# Dovetail joint fit problems with Incra Jig



## dschlic1 (Jan 3, 2013)

A while back I purchased an Incra Original Jig and built a fence and set it up on my table saw/router table combination. The problem I am having is that when I adjust the router bit height using the procedure outlined in the manual and also in the reference manual once I mill the actual work pieces they fit way too tight. I am having to produce a very loose fit during the adjustment procedure, so that the finished pieces are able to fit together.

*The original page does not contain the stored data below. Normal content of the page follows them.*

PR #1242, opened 2017-05-17
REL-2928: Populate TimeAcctAward properly from times in proposal observations.

sraaphorst:
This PR simply modifies the `SpProgramFactory` class used in importing P1 XMLs accepted by ITAC to properly populate the program and partner time fields in the new `TimeAcctAward` class.

We will not be using the new P1 calculated partner time in the OT as of yet, but we will store this information for a future release as per @swalker2m's previous PR for this REL task.

### DIFF
--- a/bundle/edu.gemini.phase2.skeleton.servlet/src/main/scala/edu/gemini/phase2/skeleton/factory/SpProgramFactory.scala
+++ b/bundle/edu.gemini.phase2.skeleton.servlet/src/main/scala/edu/gemini/phase2/skeleton/factory/SpProgramFactory.scala
@@ -198,19 +198,17 @@ object SpProgramFactory {
 
   def timeAcctAllocation(proposal: Proposal): Option[TimeAcctAllocation] =
     awardedHours(proposal).filter(_ > 0.0) flatMap { hrs =>
-      timeAccountingRatios(proposal) match {
-        case Nil    => None
-        case ratios =>
-          val progTime = hoursFromObservations(proposal, _.progTime)
-          val partTime = hoursFromObservations(proposal, _.partTime)
-          require((hrs - (progTime |+| partTime).hours).abs < 1e-1,
-            "Awarded time must be equal to the sum of program time and partner calibration time")
+      val progTime = hoursFromObservations(proposal, _.progTime)
+      val partTime = hoursFromObservations(proposal, _.partTime)
 
+      timeAccountingRatios(proposal) match {
+        case Nil => None
+        case ratios =>
           val jmap = ratios.map { case (cat, rat) =>
-            def duration(v: TimeAmount): Duration =
+            def durationRatio(v: TimeAmount): Duration =
               Duration.ofMillis(((v.hours * rat) * MsPerHour).round)
 
-            val award = new TimeAcctAward(duration(progTime), duration(partTime))
+            val award = new TimeAcctAward(durationRatio(progTime), durationRatio(partTime))
             (cat, award)
           }.toMap.asJava
           Some(new TimeAcctAllocation(jmap))
--- a/bundle/edu.gemini.phase2.skeleton.servlet/src/main/scala/edu/gemini/phase2/skeleton/factory/SpProgramFactory.scala
+++ b/bundle/edu.gemini.phase2.skeleton.servlet/src/main/scala/edu/gemini/phase2/skeleton/factory/SpProgramFactory.scala
@@ -201,11 +201,16 @@ object SpProgramFactory {
       timeAccountingRatios(proposal) match {
         case Nil    => None
         case ratios =>
+          val progTime = hoursFromObservations(proposal, _.progTime)
+          val partTime = hoursFromObservations(proposal, _.partTime)
+          require((hrs - (progTime |+| partTime).hours).abs < 1e-1,
+            "Awarded time must be equal to the sum of program time and partner calibration time")
+
           val jmap = ratios.map { case (cat, rat) =>
-            // REL-2928 TODO: handle splitting program and partner award.  Here
-            // we just keep everything as the program award for now.
-            val ms    = ((hrs * rat) * MsPerHour).round // ms for this category
-            val award = new TimeAcctAward(Duration.ofMillis(ms), Duration.ZERO)
+            def duration(v: TimeAmount): Duration =
+              Duration.ofMillis(((v.hours * rat) * MsPerHour).round)
+
+            val award = new TimeAcctAward(duration(progTime), duration(partTime))
             (cat, award)
           }.toMap.asJava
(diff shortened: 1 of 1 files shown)


bundle/edu.gemini.phase2.skeleton.servlet/src/main/scala/edu/gemini/phase2/skeleton/factory/SpProgramFactory.scala
```diff
@@ -215,6 +220,9 @@ object SpProgramFactory {
   def awardedHours(proposal: Proposal): Option[Double] =
     itacAcceptance(proposal) map { a => a.award.toHours.value }
 
+  private def hoursFromObservations(proposal: Proposal, sf: Observation => Option[TimeAmount]): TimeAmount =
+    proposal.observations.foldLeft(TimeAmount.empty)(_ |+| sf(_).getOrElse(TimeAmount.empty))
```
sraaphorst: There may be a nicer way to do this. I was first doing it with `map` and `flatten` to get rid of `None` in the `List[Option[TimeAmount]]`, but the compiler did not like `flatMap`.

bundle/edu.gemini.phase2.skeleton.servlet/src/main/scala/edu/gemini/phase2/skeleton/factory/SpProgramFactory.scala
```diff
@@ -201,11 +201,16 @@ object SpProgramFactory {
       timeAccountingRatios(proposal) match {
         case Nil    => None
         case ratios =>
+          val progTime = hoursFromObservations(proposal, _.progTime)
+          val partTime = hoursFromObservations(proposal, _.partTime)
+          require((hrs - (progTime |+| partTime).hours).abs < 1e-1,
+            "Awarded time must be equal to the sum of program time and partner calibration time")
```
cquiroz: this feels a bit risky. I guess the PIT enforces this right? and in principle  ITAC doesn't change it but still it could be changed by hand

bundle/edu.gemini.phase2.skeleton.servlet/src/main/scala/edu/gemini/phase2/skeleton/factory/SpProgramFactory.scala
```diff
@@ -201,11 +201,16 @@ object SpProgramFactory {
...
+
           val jmap = ratios.map { case (cat, rat) =>
-            // REL-2928 TODO: handle splitting program and partner award.  Here
-            // we just keep everything as the program award for now.
-            val ms    = ((hrs * rat) * MsPerHour).round // ms for this category
-            val award = new TimeAcctAward(Duration.ofMillis(ms), Duration.ZERO)
+            def duration(v: TimeAmount): Duration =
+              Duration.ofMillis(((v.hours * rat) * MsPerHour).round)
```
cquiroz: Can you do the conversions with the `java.time` package?

bundle/edu.gemini.phase2.skeleton.servlet/src/main/scala/edu/gemini/phase2/skeleton/factory/SpProgramFactory.scala
sraaphorst: Agree that this feels a bit risky. This should be enforced somehow, and if it currently fails, the ODB will log an exception and the skeleton script will return it.

My concern is accumulated floating point arithmetic errors across many observations. I'm not sure if this will ever happen.

We should somehow, though, ensure that the ITAC awarded time is equal to the P1 required time here.

sraaphorst: (And yes, the PIT enforces this.)

bundle/edu.gemini.phase2.skeleton.servlet/src/main/scala/edu/gemini/phase2/skeleton/factory/SpProgramFactory.scala
sraaphorst: I'm not sure of a way offhand, as the `java.time.Duration.ofXXX` always requires a `long` and we are working with `double` values in `TimeAmount`.

cquiroz: Ok, this is probably fine

bundle/edu.gemini.phase2.skeleton.servlet/src/main/scala/edu/gemini/phase2/skeleton/factory/SpProgramFactory.scala
cquiroz: Ok, this is at the end of a servlet call right? What would you get if requires fails? A 500 or a 400?

cquiroz: OTOH ITAC should enforce this too

cquiroz: But you can't really trust ITAC to do so. We are not really checking this. An extra problem is that ITAC stores this in the DB whose floating point representation doesn't necessarily match Java's

swalker2m: We have the ratios across partners based on the partner awarded times.  We can sum the program and partner times in the observations and figure out the ratio of program vs. partner.  Then we could apply those two sets of ratios to the sum of the awards to come up with values that by definition match the actual awards?  Is this the concern we're trying to address?  It should work out the same but if for whatever reason the awards don't match the sum of observation times we wouldn't be assigning more or less than the actual awards.

cquiroz: I'm ok with validating, I'm just slightly worried that `require` is a bit heavy handed

sraaphorst: After discussing with @swalker2m, we have decided to remove this `require` check.

In the past, we never checked to ensure that the ITAC awarded time was equal to the sum of the observation times, so there isn't really a good reason to change that behaviour now.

The spacing between the dovetails appears to be correct, it just looks like the bit height is not correct. As far as I can tell it looks like the bit height is not changing. However very small changes in bit height result in large changes in joint tightness. It looks like 1/64" makes a very large difference in the fit.

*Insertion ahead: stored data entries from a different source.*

PR #1246, opened 2017-05-17
REL-566: ignore acquisition and cal for ToO triggers

swalker2m:
This PR would change ToO triggers to filter out anything but science observations.

All the work was in creating a simple test case.  Turns out aligning the starts to make a ToO observation trigger is tricky.

### DIFF
--- a/bundle/edu.gemini.too.event/src/main/scala/edu/gemini/too/event/service/TooCondition.scala
+++ b/bundle/edu.gemini.too.event/src/main/scala/edu/gemini/too/event/service/TooCondition.scala
@@ -2,9 +2,10 @@ package edu.gemini.too.event.service
 
 import edu.gemini.pot.spdb.IDBTriggerCondition
 import edu.gemini.pot.sp.{ISPObservation, SPUtil, SPCompositeChange}
-import edu.gemini.spModel.obs.{ObservationStatus, SPObservation}
+import edu.gemini.spModel.obs.{ObsClassService, ObservationStatus, SPObservation}
 import edu.gemini.spModel.obs.ObsPhase2Status.ON_HOLD
 import edu.gemini.spModel.obs.ObservationStatus.READY
+import edu.gemini.spModel.obsclass.ObsClass.SCIENCE
 import edu.gemini.spModel.too.Too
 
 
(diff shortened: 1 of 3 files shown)


swalker2m:
I'm quite open to the opinion that it is too late to do this for 17B.  I could just repurpose this PR to the development branch.

bundle/edu.gemini.too.event/src/test/scala/edu/gemini/too/event/service/TooServiceTest.scala
```diff
@@ -0,0 +1,85 @@
...
+
+  private def setOnHold(): Unit =
+    setPhase2Status(ObsPhase2Status.ON_HOLD)
+
+  private def setReady(): Unit =
+    setPhase2Status(ObsPhase2Status.PHASE_2_COMPLETE)
+
+  def testValidTooTrigger(): Unit = {
+    setOnHold()
+    Thread.sleep(500)
```
swalker2m: Could be problematic.  The triggering is done by adding a task to a thread pool so I don't really know when it will actually happen.

bundle/edu.gemini.too.event/src/main/scala/edu/gemini/too/event/service/TooCondition.scala
```diff
@@ -13,26 +14,36 @@ import edu.gemini.spModel.too.Too
...
+ * (REL-566: skip acquisition and calibration observations as well.)
+ *
  * This condition is registered with the database such that when it occurs, the
  * [[edu.gemini.too.event.service.TooService]] is executed to record the event.
  */
 object TooCondition extends IDBTriggerCondition {
-  private def isDataObjectUpdate(change: SPCompositeChange): Boolean =
-    change.getPropertyName == SPUtil.getDataObjectPropertyName
+  def triggeredObservation(change: SPCompositeChange): Option[ISPObservation] = {
+    def castIf[T:Manifest](o: Object): Option[T] =
```
tpolecat: Would you mind adding a note that this technique is unsound in general, and only works for non-parameterized class types? I would almost rather see `Option(a) collect { case a: Whatever => a }` in the two cases where this is called, just to discourage people from thinking it's ok.

swalker2m: Why don't we just cast it without checking?  The API lets you store whatever you want as a data object of any program node, but if we do that everything will break long before getting to ToO triggers anyway.

tpolecat: I guess if we got a `None` there nothing would happen, silently, which might be less helpful than an exception.

bundle/edu.gemini.too.event/src/test/scala/edu/gemini/too/event/service/TooServiceTest.scala
tpolecat: You could use a `Promise` here and have the test thingy complete it, then await the resulting `Future` with a long timeout. This would avoid sleeping longer than necessary.

project/OcsBundle.scala
```diff
@@ -425,7 +425,7 @@ trait OcsBundle {
   lazy val bundle_edu_gemini_too_event = 
     project.in(file("bundle/edu.gemini.too.event")).dependsOn(
       bundle_edu_gemini_shared_skyobject,
-      bundle_edu_gemini_pot,
+      bundle_edu_gemini_pot % "test->test;compile->compile",
```
sraaphorst: What does this do, out of curiosity?

bundle/edu.gemini.too.event/src/test/scala/edu/gemini/too/event/service/TooServiceTest.scala
swalker2m: Most of the waiting, as in this case, is making sure that nothing happens -- that there is no ToO event.  I'm not sure how to either speed that up or guarantee that I've waited long enough without changing the ToO API and implementation.

project/OcsBundle.scala
swalker2m: I wanted to use a class in the test code of the `pot` bundle.  This bizarre looking appendage makes the `pot` test classes available to the tests in the `too_event` bundle.  I'm sure there's a better, more complete, explanation but having obtained the result I wanted I didn't look deeper.

swalker2m:
Turns out `TooCondition` isn't even used, in practice.  So this is all wrong anyway.  I'll straighten it out in a new PR.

Has anyone else had this issue, or can offer suggestions as to why I mam having this problem?


----------



## pintodeluxe (Sep 12, 2010)

Is your stock thickness exactly the same as your test pieces? When I am making dovetails I batch plane some scrap stock along with the workpieces. This helps to ensure that a nice test cut will translate into a nice project. 
Other things to check… collet is clean and tight, and the router motor is not slipping in the base. 
Good luck with it.


----------



## pintodeluxe (Sep 12, 2010)

sorry double post


----------



## dschlic1 (Jan 3, 2013)

All of the stock was thicknessed planed at the same time. So all of the stock should be with 0.01" or less. I did have a problem with the lead screw height adjustment changing, however I solved that with a brake made out of hardboard. But tanks for answering. BTW I am using Whiteside router bits.


----------



## RRBOU (Feb 15, 2012)

> The spacing between the dovetails appears to be correct, it just looks like the bit height is not correct. As far as I can tell it looks like the bit height is not changing. However very small changes in bit height result in large changes in joint tightness. *It looks like 1/64" makes a very large difference in the fit*.
> 
> Has anyone else had this issue, or can offer suggestions as to why I mam having this problem?
> 
> - dschlic1


*It looks like 1/64" makes a very large difference in the fit*.

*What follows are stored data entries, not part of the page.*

PR #1247, opened 2017-05-18
REL-2942: Program form contact email label changes.

sraaphorst:
Science has requested (take three or four) that we change the labels in the `ProgramForm` for contact emails to reflect the way that the process now works as opposed to how it used to work with rigidly defined contacts.

I have updated the labels and the names of the widgets accordingly.

Unless someone comments on this PR insisting that I do so, at this point, I am not going to update the `SPProgram` accessors and member variables because this far into the process, it seems risky.

I made notes at the top of `ProgramForm` and `EdProgram` to indicate that there will be an inconsistency in labels / `SPProgram` data member names. This also translates to the ODB Browser, but that was - a week or two ago - agreed to be acceptable.

### DIFF
--- a/bundle/jsky.app.ot/src/main/java/jsky/app/ot/gemini/editor/EdProgram.java
+++ b/bundle/jsky.app.ot/src/main/java/jsky/app/ot/gemini/editor/EdProgram.java
@@ -31,6 +31,7 @@ import java.util.logging.Logger;
 
 /**
  * This is the editor for the Science Program component.
+ * NOTE: program labels are no longer compatible with data objects because of REL-2942.
  */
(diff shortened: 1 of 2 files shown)


arturog8m:
Is this the same as #1248 ?

sraaphorst:
More Travis issues that have nothing to do with this PR (which passes all tests on my machine):
unresolved dependency: org.scala-sbt#collections;0.13.11: not found
download failed: org.scala-sbt#logging;0.13.11!logging.jar
download failed: org.scala-sbt#relation;0.13.11!relation.jar
Error during sbt execution: Error retrieving required libraries
  (see /home/travis/.sbt/boot/update.log for complete log)
Error: Could not retrieve sbt 0.13.11

tpolecat:
There was a hiccup at bintray, where the sbt stuff lives. Seems to be working now.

That is exactly right. I use the incra system with a lift and an adjustment of 1-2 thousands makes a big difference.


----------



## dschlic1 (Jan 3, 2013)

It may be a learning curve issue. I cut a set of half blind dovetail joints yesterday afternoon and they fit fine. I am using the Shop Notes router lift with a 16 TPI lead screw. So 1/128" adjustment is 1/8 of a turn. I'm not sure my table is that flat!


----------